*DIRECTIONS*: Which lines below contain "public"? Copy every one of them.
*** Opening of RECORD EXTRACTS ***
PR #5198, opened 2023-01-23
3D Panel TransformTree addTransform performance optimization

snosenzo:
**User-Facing Changes**

- 3D panel performance improvement after transform history capacity has been exceeded.

**Description**
 Optimize addTransform performance by amortizing trimming of arraymap. CoordinateTransform takes optional parameter specifying percentage of overfill the history has before trimming it to size. This makes it so that the transform history is trimmed every few thousand transforms instead of every transform, which was building up time-cost with high-frequency transforms. 

Optimization work needed for transform preloading. 

FG-1492

### DIFF
--- a/packages/den/collection/ArrayMap.ts
+++ b/packages/den/collection/ArrayMap.ts
@@ -60,6 +60,12 @@ export class ArrayMap<K, V> {
     this._list.length = greaterThanIndex;
   }
 
+  /** Removes all elements with keys less than the given key. */
+  public removeBefore(key: K): void {
+    const index = this.binarySearch(key);
+    this._list.splice(0, index);
+  }
+
   /** Access the first key/value tuple in the list, without modifying the list. */
   public minEntry(): [K, V] | undefined {
     return this._list[0];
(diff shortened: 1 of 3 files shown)


jhurliman (approved):

packages/den/collection/ArrayMap.ts
```diff
@@ -60,6 +60,12 @@ export class ArrayMap<K, V> {
     this._list.length = greaterThanIndex;
   }
 
+  /** Removes all elements with keys less than the given key. */
+  public removeBefore(key: K): void {
+    const index = this.binarySearch(key);
+    this._list.splice(0, index);
+  }
```
jtbandes, line 67: Doesn't seem to handle negative return values from `binarySearch`. Add unit tests?

packages/studio-base/src/panels/ThreeDeeRender/transforms/CoordinateFrame.ts
```diff
@@ -39,6 +39,8 @@ export class CoordinateFrame {
   public readonly id: string;
   public maxStorageTime: Duration;
   public maxCapacity: number;
+  // The percentage of maxCapacity that can be exceeded before overfilled frames in history are cleared
```
jtbandes, line 42: maybe note here about performance motivation for adding this?

packages/den/collection/ArrayMap.ts
snosenzo: good catch, added for both removeAfter and removeBefore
*** Close of RECORD EXTRACTS ***
*WRITTEN RESPONSE*:
+  public removeBefore(key: K): void {
   public minEntry(): [K, V] | undefined {
+  public removeBefore(key: K): void {
   public readonly id: string;
   public maxStorageTime: Duration;
   public maxCapacity: number;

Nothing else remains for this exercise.